“Não terás outros deuses”

Padre João Medeiros Filho

O escritor e teólogo Rubem Alves afirmou: “Aquele que se embriaga da esperança fica grávido do futuro, da eternidade e de Deus.” Talvez seja essa a virtude que nos falte, especialmente nestes tempos de perplexidade. Segundo os poetas, ela assemelha-se às estrelas, que cintilam, à noite. Os que caminham na escuridão podem vê-las melhor. Mário Quintana, inspiradamente, dissera: “Que tristes seriam nossos caminhos se não fosse o brilho das estrelas, arautos da esperança e anunciantes da paz de um novo dia.”Esperar não é cruzar os braços, mas tentar descobrir estradas e fortalecer os ânimos. Em Isaías, o profeta messiânico, pode-se encontrar: “Aqueles que andam nas trevas verão novamente o raiar do dia e o brilho da luz.” (Is 9, 2). Assim profetizou sobre o Messias prometido, queria exclamar: “Eu sou a luz do mundo.” (Jo 8, 12).

A abertura ao transcendente poderá nos tornar esperançosos e alegres. Talvez, nos dias atuais, tenha sido insuficiente naqueles que têm fé. As religiões devem ser mensageiras da alegria e afastar o medo, pois Deus é Vida e Paz. Recentemente, estivemos numa clínica médica. Como sói acontecer, chegamos antes da hora aprazada. Nas antessalas dos consultórios, preferimos escutar mais. Já havia ali alguns pacientes. Um rapaz comentou: “Estou doido que passe essa pandemia para poder frequentar os barzinhos, as festas, badalar etc.” Uma senhora referiu-se à quarentena (que já passou de centena): “Assim que tudo terminar, eu irei pagar uma promessa.” A atendente também manifestou o seu desejo: “Estou orando para que essa doença acabe. Quero retornar à faculdade para colar grau brevemente.”Uma jovem expressou a sua vontade: “Tomara que tudo passe. Estou doente de tanto ficar trancada em casa. Sinto saudades dos shoppings. Preciso ver as novidades.

Evidentemente,tais relatos,expressando temperamentos e posturas diferentes, prestar-se-iam a análises mais acuradas. Uns pensam no “carpe diem”, do poeta latino Horácio. Mas, o apóstolo Paulo reiterou: “Tudo me é permitido, mas não deixarei que nada me escravize.” (1Cor 6, 12). O isolamento social forçado talvez não nos tenha retirado ainda o véu do egoísmo e materialismo. A inquietude que vivemos e a apreensão que nos domina não se manifestaram emissárias eloquentes do Eterno. É preciso cuidado para que a ruptura da barreira do confinamento não conduza ao exagero. A repressão pode eclodir numa onda frenética da busca de prazer, consumo e saciedade material. Muitos poderão ir proustianamente “em busca do tempo perdido”. O penúltimo fim de semana, especialmente nas praias, pode ter sido um indício de outra pandemia. Não a do invisível e temido vírus chinês, mas a da morbidade do vazio. Um médico potiguar, em entrevista à mídia tradicional, afirmou que “a saúde implica no bem-estar biológico, social e mental.” A sede existencial de muitos é um alerta, que exprime a escassez do sagrado. Talvez, os líderes religiosos não tenham ainda valorizado devidamente essa realidade.

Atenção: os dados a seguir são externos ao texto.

PR #77, opened 2018-12-31
Automate Icom CI-V duplex setting

malcolmh:
A new icom_rig_open function is available to test which duplex state the CI-V port is in & uses that state for all further transactions.


g4wjs:
Hi Malcolm,

this confuses me. I see that detecting full duplex changes the controller id in commands sent from 0xe0 to 0x80 but I don't see any mention of that in modern Icom CI-V docs. Is this some undocumented feature?

I ask because if a user turns off USB Echo Back on a rig that allows it, say the IC-7300, this patch will detect it as full duplex and send commands with the 0x80 controller id, does this actually work?

73
Bil
G4WJS.

N0NB:
On 31 Dec 2018, at 11:30, Bill Somerville <notifications@github.com> wrote:
> 
> this confuses me. I see that detecting full duplex changes the controller id in commands sent from 0xe0 to 0x80 but I don't see any mention of that in modern Icom CI-V docs. Is this some undocumented feature?
> 
> 

My mods do not change the controller the ID. Are you referring to the line: "ctrl_id = priv->serial_full_duplex == 0 ? CTRLID : 0x80;” in frame.c? If so, all I changed was the serial_full_duplex source from priv_caps to priv_data. As to the intent of this statement, you will have to ask the original author.

g4wjs:
Hi Malcolm,

icom_rig_open does more than change the source of serial_full_duplex, it sets it automatically. My concern is that if, for example, an IC-7300 owner turns off USB Echo Back this change (assuming icom_rig_open were enabled for that rig, and I assume that is the intention from the comments about USB connected rigs) then serial_full_duplex will be enabled and the controller address sent in messages will change to 0x80. My question is, will that work?

As far as I can see this serial_full_duplex option was added for the IC-92(D|A|E) hand-held by Stéphane in commit 8bf9bbb back in 2011, I can't find any CAT documentation for that rig but I guess the 0x80 controller address is specific to that model. Do you have information that it is a general CI-V feature?

73
Bill
G4WJS.

malcolmh:
On 31 Dec 2018, at 12:02, Bill Somerville <notifications@github.com> wrote:
> 
> icom_rig_open does more than change the source of serial_full_duplex, it sets it automatically. My concern is that if, for example, an IC-7300 owner turns off USB Echo Back this change (assuming icom_rig_open were enabled for that rig, and I assume that is the intention from the comments about USB connected rigs) then serial_full_duplex will be enabled and the controller address sent in messages will change to 0x80. My question is, will that work?

If the full duplex setting is manually changed on the rig after hamlib start-up, then CI-V transactions will fail. That was true before my mods & is still true.

> 
> As far as I can see this serial_full_duplex option was added for the IC-92(D|A|E) hand-held by Stéphane in commit 8bf9bbb back in 2011, I can't find any CAT documentation for that rig but I guess the 0x80 controller address is specific to that model. Do you have information that it is a general CI-V feature?
> 
> 

The current IC-92AD manual has no CI-V info. I see from ic92d.c that the address is set to 0x01.

malcolmh:
PS: Looking at the debug output on rigctl, when the ID is changed to 0x80, icom_transaction receives and processes the incoming frames OK.

g4wjs:
Hi Malcolm,

ok, that is somewhat reassuring. So to be clear, on a USB connected Icom with USB Echo Back disabled and REMOTE CI-V un-linked, the rig still responds to *all* commands even though they originate from CI-V address 0x80 rather than the usual 0xe0.

I am still concerned, do you know that this is true for *all* USB connected Icoms that can disable CI-V Echo Back? Would it not be better to have a new status flag that is set by the test in icom_rig_open by discovery, then in icom/frame.c only do the address change from the existing capabilities flag, that the IC-E92 sets, but do the echo handling depending on either flag being set? This seems safer rather than hijacking a different but similar facility for a new purpose.

Am I missing something here? I should point out that I don't have access to either an IC-E92 or a modern Icom with USB connection to test with.

73
Bill
G4WJS.

malcolmh:
The default value for the rig_open member of rig_caps is NULL, which nearly all current Icom rigs are set to. In these cases, icom_rig_open is not called and the value of serial_full_duplex in the icom_priv_caps struct is used and not altered. Only if rig_open=icom_rig_open does the test and possible override of serial_full_duplex occur. I did it this way to enure full backward compatibility.

g4wjs:
Hi Nate,

not by me. It is expecting all current and future Icom rigs with a USB connection to work with an undocumented controller CI-V address of 0x80. I don't see why that should be necessary. I would also like to know what CI-V address the rig responds to when it has been commanded by something on address 0x80 i.e. does it reply to 0x80 or to the conventional documented controller address of 0xe0?

Note the response that the new icom_rig_open is not used yet doesn't solve the issue for me as I believe the intention is that all Icoms with the USB Echo Back SET MENU option should use the new icom_rig_open.

Until someone from Icom, or some published documentation is uncovered that, explains what CI-V address 0x80 is really for, I think the conservative option of adding a new flag for discovery of USB Echo Back being disabled should be used rather than hijacking some feature that appears to be specific to the IC-E92 range of handhelds.

73
Bill
G4WJS.

malcolmh:
The 0x80 thing is not part of my changes.  That has been in the code since 2011. Is Stéphane still in circulation? He was the author, so maybe he can shed some light on the subject.

g4wjs:
Hi Malcolm,

well it is part of your change. You have written code to set a flag that changes the CI-V controller address. The fact that Stéphane contributed the code to change the controller address is not relevant, what is relevant is that I don't think it is necessary or wise for this usage. It is trivial to add a new flag with a more appropriate name, as this is nothing to do with half/full-duplex, something like priv->USB_echo_back_disabled and set that flag with your code in icom_rig_open rather than messing with the priv_caps->serial_full_duplex flag. Then all that is needed is to check that new flag in icom/frame.c @ line 130:

	if (!priv_caps->serial_full_duplex || !priv->USB_echo_back_off) {

73
Bill
G4WJS.

g4wjs:
Hi Malcolm,

that should of course be icom/frame.c @ line 130:

if (!priv_caps->serial_full_duplex && !priv->USB_echo_back_off) {

73
Bill
G4WJS.

malcolmh:
Bill,
I don't understand your objection. The serial_full_duplex flag is there now, but as a  member of a const struct. All I did was make a mutable copy of the flag so it can be flipped at start-up to reflect the actual duplex state of the CI-V link.

g4wjs:
Malcolm,

my objection is simple, you have proposed a change that relies on an undocumented behaviour of some rigs responding to commands from a CI-V address of 0x80. That is unnecessary, I have demonstrated how to fix it. Why should Hamlib rely on an undocumented behaviour that Icom can change at any time even if it actually works on every rig where icom_rig_open might be useful at the moment.

I don't understand on your insistence for using an existing flag to do something different from its original intent while it still is in use for that original intent, that is just hacking and even if it works for the rig you have tested it with that doesn't make it right.

Am I misunderstanding that your change is about automatically detecting if USB Echo Back has been disabled and USB Unlink from REMOTE has been enabled. That is not anything to do with duplex, all CI-V interfaces are full-duplex, the options are about whether an underlying CI-V CSMA/CD bus is emulated over a USB serial link.

Anyway, you clearly do see the new use for the flag as different from its original intent even though it has an undesirable side-effect, so I will shut up now.

Bill.

malcolmh:
Bill, your contention is that I am "using an existing flag to do something different from its original intent ". What do you understand that original intent to be? Here is its declaration in icom.h:

int serial_full_duplex; /*!< Whether RXD&TXD are not tied together */

On the 0x80 issue, I tried an experiment - I removed that statement that changes the ID. It works without it!
If I include that change in my PR, will that satisfy you?

g4wjs:
Malcolm,

Sure you can do that if you have an IC-E92 handheld to test with and whatever interface cable Stéphane used (some sort of programming cable I assume) when he found it necessary to add that option. The serial full duplex capabilities flag was added for that rig, it was only ever switched on for that rig.

That option you have now hijacked for another purpose was added to support some feature of the IC-E92 handheld, if you change the controller address to 0xe0 then I can only assume you will break that.

I just don't get it, we are having a huge conversation thread about something so trivial. Why is my suggestion to add a new private flag, instead of hijacking one already used for something else, not the best solution here?

Bill.

malcolmh:
Let's start again!

g4wjs:
Hi Malcolm,

that's much better. I like the new capabilities flag as well so that icom_rig_open can be used with any Icom backend. It should be rolled out for all the rigs with the USB Echo Back SET MENU option at least.

Minor nit-pick, line https://github.com/Hamlib/Hamlib/pull/77/commits/7d517b267c6454de7233d37a74fd65870e83cbf7#diff-939bdd6a231ff1e3c8ed55e0f980028bR471 may be superfluous or maybe moved to a new function icom_rig_close(). No big deal either way or as you have it as it is not clear whether there should be a close to match any open function in Hamlib.

73
Bill
G4WJS.

PR #82, opened 2019-01-02
Automatically detect USB echo state on start-up

malcolmh:
New icom_rig_open function that if the flag serial_USB_echo_check is set in icom_priv_caps, will test the echo state of the CI-V link & set a flag for frame.h to use accordingly.


N0NB:
I guess this has settled out a bit.  I would like to see this cleaned up to just the relevant changes without extra commits if possible.

malcolmh:
OK, I'll rewind to just the relevant changes & re-submit.

PR #83, opened 2019-01-09
Automatically detect CI-V echo state

malcolmh:
Some Icom rigs use USB for the CI-V connection. This can be set to echo or not. This mod permits a check of the echo state on start-up & flags the frame handling accordingly.

A new member of the icom_priv_caps is defined to flag that this check should be done. A new icom_rig_open function performs this check & sets a flag in priv_data which frame.c then uses to process the input accordingly.


N0NB:
Applied and pushe.  Thanks, Malcolm.

73, Nate

-- 

PR #93, opened 2019-02-22
Added support for microHAM MicroKeyer-III

dl1ycf:
The title says it all. There is a new microHam device MicroKeyer-III which uses the same protocol
but has a new identification string. The change is to add this string to the list of "known devices",
and increase NUMUHTYPES by 1.


N0NB:
Applied and pushed.  Thanks!

73, Nate

-- 

PR #1920, opened 2025-09-21
Add more function to bindings

dforsi:
This PR adds more function bindings to the Hamlib and Rig classes and increases test coverage.


N0NB:
Thanks, Daniele.

PR #1921, opened 2025-09-21
Add yet more functions to bindings 

dforsi:
This PR adds more function bindings to the Amp and Rot classes and increases test coverage.

The average function coverage is now above 50% and the line coverage is above 30%.


N0NB:
Thanks, Daniele.

PR #1922, opened 2025-09-24
Remove duplicated define

dforsi:
`ROT_MODEL_RT21` is defined with the same value two lines before that one.


N0NB:
Thanks, Daniele.

Issue #1923, opened 2025-09-25
TT599 Eagle does not return passband control to the knob


peterdulowsky:
**Describe the bug**
TT599 eagle does not return passband control to the knob

**Additional context**
Code:       `        SNPRINTF(mdbuf, sizeof(mdbuf), "*R%cM%c" EOM "*R%cF%d" EOM "R%cF0" EOM,
                 ttreceiver,
                 ttmode,
                 ttreceiver,
                 (int)width,
                 ttreceiver
                );
`
is missing asterisk before R in "R%cF0"
Correct to:
`        SNPRINTF(mdbuf, sizeof(mdbuf), "*R%cM%c" EOM "*R%cF%d" EOM "*R%cF0" EOM,
                 ttreceiver,
                 ttmode,
                 ttreceiver,
                 (int)width,
                 ttreceiver
                );
`

PR #1924, opened 2025-09-25
Fix command to put bandwidth control back to bandwidth knob

dforsi:
Adds a missing *. Thanks to @peterdulowsky.

Fixes issue #1923.


N0NB:
Thanks, Daniele.

PR #1926, opened 2025-09-27
N0NB issue 1895

N0NB:


GeoBaltz:
Question: does this fix the annoyance that running 'make distcheck' in a build subdirectory creates hamlibdatetime.h in the main source?

N0NB:
> Question: does this fix the annoyance that running 'make distcheck' in a build subdirectory creates hamlibdatetime.h in the main source?

No.  What I can figure is that with out-of-tree builds, the `dist/distcheck` options copy it there to create the source distribution.  I think that is just inherent to its operation.  But that is okay as `.gitignore` already takes it into account and a `git clean -dxf` will remove it.

GeoBaltz:
OK.  It's just an annoyance because the build date in the debug log header doesn't change after that.  I just have to remember to `rm ../src/hamlibdatetime.h`

N0NB:
Adding it to a `clean` rule wouldn't be wise as it would probably get deleted when `make clean` is run.  There are other "clean" rules that do various levels of deletion.  Perhaps it would fit there?

I really don't like it being in `$(builddir)/src`  I would rather it be in `$top_builddir/include/hamlib` but that is an exercise for another time.

PR #1930, opened 2025-10-01
Dummy Rotator Fix Move Command

dgbalharrie:
Use rot->caps min_az, max_az, min_el, max_el instead of numbers. Fix not being able to move beyond 180 using move CW command.


N0NB:
Thanks, David.

PR #1932, opened 2025-10-03
Move fifo stuff out of rig.h

GeoBaltz:
Move FIFO_RIG definition out of rig.h and into fifo.h.

FIFO_RIG is strictly internal to Hamlib and shouldn't be exposed to the app.  Move definition to src/fifo.h.  Also add
'hl_' prefix to internal routine names to avoid conflict with app.

This also adds a dummy definition of spaces(), since it is used by rig_debug() in rigctl/rigctld/<others> even though
it is not part of the API.  Another landmine in the road to a  stable yet flexible interface.


N0NB:
Thanks, George.

PR #1935, opened 2025-10-08
Various fixes, mostly for error handling

GeoBaltz:
Don't let one error lead to others - don't call routine on uninitialized buffer, don't go on if we get bad input, don't forget to clean up if we're exiting early, yada, yada.

Fix bad use of string literal.


N0NB:
Thanks George.  Apologies for being tardy as it's harvest season and that leaves little free time unless it rains, it seems.

PR #1948, opened 2025-11-10
Minor changes

GeoBaltz:
Minor optimization, and some typos.  The VFO changes were noticed while I was looking for all combinations of VFO configurations.  These didn't really make sense; looked and found some were using modes where vfos belonged.


N0NB:
Thanks, George.

PR #1952, opened 2025-11-19
Repair and revise Kenwood voice memory handling

GeoBaltz:
This series was born out of a very disappointing Sweepstakes weekend, when my plans were beset by both software and hardware gremlins.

Há uma lentidão nos processos de mudanças civilizatórias, apesar de urgentes e indispensáveis ao Brasil. Contribui para tal inércia a pressão de segmentos da sociedade que não enxergam nada, além da lógica do dinheiro. Colocam-se na contramão de um humanismo capaz de superar os atuais desafios. A tarefa educativa para se cultivar novos hábitos não pode prescindir da participação de instituições sérias, dentre elas, as igrejas.O Brasil está em processo de rápida transformação. O discernimento da cultura cristã necessita ser resgatado. É preciso analisar com sabedoria as mudanças, a fim de que os caminhos sejam pertinentes à humanidade de nosso tempo. Atualmente, prevalece o culto às “divindades modernas”: vaidade, poder, glória,dinheiro, consumo,prazer etc.Em contraponto, destaca-se a criatividade de Paulo, no Areópago de Atenas, chamando a atenção para o “Deus desconhecido [Cristo]”. O apóstolo dos gentios “ficou inflamado, ao ver aquela cidade entregue à idolatria.”(At 17, 16). Pessoas pouco esclarecidas ou tíbias na fé sucumbem à tentação de novos ídolos, não raro, latentes nas ideologias. O Senhor já advertia o povo do Antigo Testamento: “Não terás outros deuses, além de mim.” (Ex 20, 3).